# Dirt & Freeride Hamburg



## JansenX (28. November 2009)

Hallo ich heisse Jansen und ich bin eine Hollander (aiai)
Mein Deutsch ist nicht so gut aber ich sollte jetzt probieren Deutsch zu sprechen 

In march/april geh ich in Hamburg wohnen und ein vielleicht ein ausbildung zum Koch machen.
Was geht los in Hamburg? Sind da dirtspots? Und freeride vielleicht? 
Ich habe ein Kona Cowan (2005) und eine ReignX (2007)

danke!


----------



## Könichmarco (2. Dezember 2009)

in Hamburg Norderstedt ist ein sehr guter Dirt/Slopestyle Park. Du musst mit der U1 bis Endstation Norderstedt Mitte Fahren. Dort sindet man denn Park auch realtiv schnell.
Und sonst 
http://www.dirtlightdistrict.de/


----------



## MTB-News.de




----------



## herrderringel (8. Dezember 2009)

Herzlich willkommen, Jansen!

Da es hier nicht so viele Berge gibt, sieht es hier mit freeride nicht so gut aus.
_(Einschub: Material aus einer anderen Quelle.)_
Issue #941, opened 2024-05-23
fix topology getneighborhood call in 2D


koehlerson:
The renaming of the entities leads to a wrong code branch for `getneighborhood(top,grid,facetidx)` if the grid is in 2D. This is due to the fact that the `facetidx` is converted to an `edgeidx` and then an edge neighborhood reconstruction is built which was only designed for the three dimensional case.

https://github.com/Ferrite-FEM/Ferrite.jl/blob/68e1ab15bea4618f76b9ed1d850e2ce33375e266/src/Grid/topology.jl#L282-L292

What should be done is this:

https://github.com/Ferrite-FEM/Ferrite.jl/blob/68e1ab15bea4618f76b9ed1d850e2ce33375e266/src/Grid/topology.jl#L259-L263

but with the `edge_edge` table in 2D. Some dispatch distinction for 2D and 3D for an `EdgeIndex` should be enough. Some regression testing should be included. It could be that the first, wrong code branch returns the same as the intended one, problem for me is that there are assumptions about the grid type that I don't fulfill in the p4est branch, and that's why I noticed this. It should be changed anyway for performance reasons.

Einige verabreden sich aber hier für Touren rund um Hamburg:

http://www.mtb-news.de/forum/showthread.php?t=314752&page=87

Im Norden gibt es noch den Spot in Malente, der auch gerne von Hamburgern besucht wird, Verabredungen und Fahrgemeinschaften hier:

http://www.mtb-news.de/forum/showthread.php?t=378124&page=59

Für den Dirt-Bereich findest du eventuell hier noch ein paar Tips: 

http://www.schlickjumper.de/


Viel Spass auf den Hamburger Trails

DerHerrderRingel


----------